KSAT-TV has been looking at a Texas fire department’s role at a June 8 water rescue operation and found an interesting response from the attorney for the Pipe Creek Volunteer Fire Department in Bandera County. During the incident Rodney Buentello, a retired U.S. Marine, saved two teenagers who were swept away at the dam in Bandera City Park. Buentello then drowned.
According to the TV station, the Pipe Creek Volunteer Fire Department was called to assist Bandera Fire and Rescue about 11 minutes after the initial 911 call. KSAT-TV talked with former Pipe Creek VFD firefighter Jeremiah Trombly. Trombly questioned orders by his chief that delayed his reponse to the incident with rescue equipment and criticized the department’s lack of training in water rescues.
When Trombly resigned from the department shortly after the drowning, Pipe Creek VFD hired a lawyer. That lawyer responded to KSAT-TV’s questions with an unusual defense:
The attorney provided The Defenders a lengthy response, claiming the Pipe Creek VFD was not required to send people or resources to the drowning scene.

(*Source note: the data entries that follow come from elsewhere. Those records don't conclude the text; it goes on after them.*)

PR #469, opened 2020-02-19
Fixed server info/controls not showing when expanding via address/owner column

xRJx:
I encountered an issue on Ubuntu 18.04 panel version d0c4f2b386cdc1e1172f899f56f5567eb02ff2ef (tested on Chrome, Firefox, and Internet Explorer) where the server's info and start/stop controls wouldn't show up when expanding the collapsible accordion by clicking on the address/owner columns (the info and controls would show up when clicking on the server name column). This change fixes that issue.

### DIFF
--- a/modules/gamemanager/server_monitor.php
+++ b/modules/gamemanager/server_monitor.php
@@ -494,7 +494,7 @@ function exec_ogp_module() {
 			// Template
 			@$first = "<tr class='maintr$trclass'>";
 				$first .= "<td class='collapsible sortHandle' data-status='$status' data-pos='$pos'><span class='hidden'>$order</span>" . "<img src='" . check_theme_image("images/$status.png") . "' />" . "</td>";
-				$first .= "<td class='collapsible sortHandle'>" . "<span class='hidden'>$mod</span><img src='$icon_path' />" . "</td>";
+				$first .= "<td class='collapsible sortHandle' data-status='$status' data-pos='$pos'>" . "<span class='hidden'>$mod</span><img src='$icon_path' />" . "</td>";
 				$first .= "<td class='collapsible serverId hide sortHandle'>" . $server_home["home_id"] . "</td>";
 				$first .= "<td class='collapsible serverName ignoreSortable' data-status='$status' data-pos='$pos'><b>" . htmlentities($server_home['home_name']) . "</b>$mod_name</td>";
 				$first .= "<td class='collapsible serverIPAddress ignoreSortable' data-status='$status' data-pos='$pos'>" . $address . "</td>";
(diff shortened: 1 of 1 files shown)


own3mall:
The old code is more desirable and was intentionally done for the re-ordering functionality that was introduced in the past.

xRJx:
My apologies, I don't think I was clear enough as to what I was talking about. The issue isn't encountered when clicking on the headers of the columns (which would re-order things), but rather when clicking on the specific server details. See the following video: https://i.gyazo.com/8be8ac04a739c847f801d24d76d10b35.mp4

By adding in those changes this issue doesn't persist as seen here: https://i.gyazo.com/269c9970bd3d5c6c7331c524d3611d85.mp4

My guess is that there's a callback that isn't getting called as a result of missing some HTML in the <td> tags, specifically data-status and data-pos. The re-ordering still works with these changes.

Zorrototo:
Origin of this PR: https://www.opengamepanel.org/forum/viewthread.php?thread_id=5359&rowstart=360&showlast=true#post_38276

Don't understand what his issue is, as we are multiple people to have tested with the SBS theme or official theme and we have no issue.

own3mall:
@xRJx Yeah, I can't tell what you're trying to show.  I don't see a problem?

xRJx:
When I click on either the address or owner fields to show the server info and start/stop buttons, that information won't show up. I'll use a different theme to demonstrate so that it'll be more clear. The only way that the information will show up is if you click on the server name. This is a small issue but I could imagine it causing someone confusion at first sight like it did for me.

This issue only occurs the first time you open the Game Monitor page, once that info pops up then it'll still be there when clicking on the address or owner fields until you revisit the page.

See here: https://i.gyazo.com/8a281fe73ff31bd2bd5a04f2176d6ce0.mp4

Zorrototo:
OK now I can reproduce with clearer explanation, if you click in the IP or OWNER box, yes, it doesn't load the content like it would if you click in the SERVER NAME box.

xRJx:
> OK now I can reproduce with clearer explanation, if you click in the IP or OWNER box, yes, it doesn't load the content like it would if you click in the SERVER NAME box.

Sorry, that was my bad. I didn't think to include that specific information until now.

own3mall:
Got it.  Sorry about that.  We didn't totally understand the issue being reported.

xRJx:
> Got it. Sorry about that. We didn't totally understand the issue being reported.

No worries, I'm just glad that you understand now.

Zorrototo:
On  a side note if you want to understand it all too, when he talked about the re-ordering, he was not talking about the sorting you do by clicking the column header, but the ordering you can manually do by clicking and dragging a cell to the position you want https://www.opengamepanel.org/forum/viewthread.php?thread_id=7048#post_37530 now everyone understands everything :100:

xRJx:
> On a side note if you want to understand it all too, when he talked about the re-ordering, he was not talking about the sorting you do by clicking the column header, but the ordering you can manually do by clicking and dragging the start of the row to the position you want https://www.opengamepanel.org/forum/viewthread.php?thread_id=7048#post_37530 now everyone understands everything

Oh cool, I didn't even realize it was possible to do that. Good to know!

Issue #481, opened 2020-04-22
PHP 7.3 - Server dashboard response for servers not empty


elitetheespeon:
I have recently upgraded from PHP 5.6 to PHP 7.3 and everything works except for the Dashboard page. When a server has any players, it creates the following PHP error:
```
PHP Fatal error:  Uncaught ArgumentCountError: Too few arguments to function print_player_list(), 3 passed in .../protocol/lgsl/LGSLMonitor.php on line 72 and exactly 4 expected in .../modules/dashboard/query_ref.php:25
Stack trace:
#0 ...protocol/lgsl/LGSLMonitor.php(72): print_player_list(Array, 3, 30)
#1 .../modules/dashboard/query_ref.php(76): require('...')
#2 .../includes/navig.php(106): exec_ogp_module()
#3 .../includes/navig.php(27): navigation()
#4 .../home.php(146): include('...')
#5 .../home.php(71): heading(true)
#6 {main}
  thrown in ...modules/dashboard/query_ref.php on line 25
```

“These guys are VOLUNTEERS. They do the best they can because they want to ‘kinda’ be a firefighter and also to help their communities. They don’t have all the training a City Dept (sic) does. Nor do they have any duty whatsoever to make calls,” attorney Tom Caldwell said via email.
Trombly said the drowning shows how incidents like this are taxing on volunteer fire departments, and that Pipe Creek was “dangerously unprepared” for this type of call.
Trombly, a former federal whistleblower, was among a group of police officers at Fort Sam Houston who came forward with security concerns after a shooting on post in 2013.
The complaints led to a congressional inquiry, and several members of the department’s command staff were reassigned or resigned.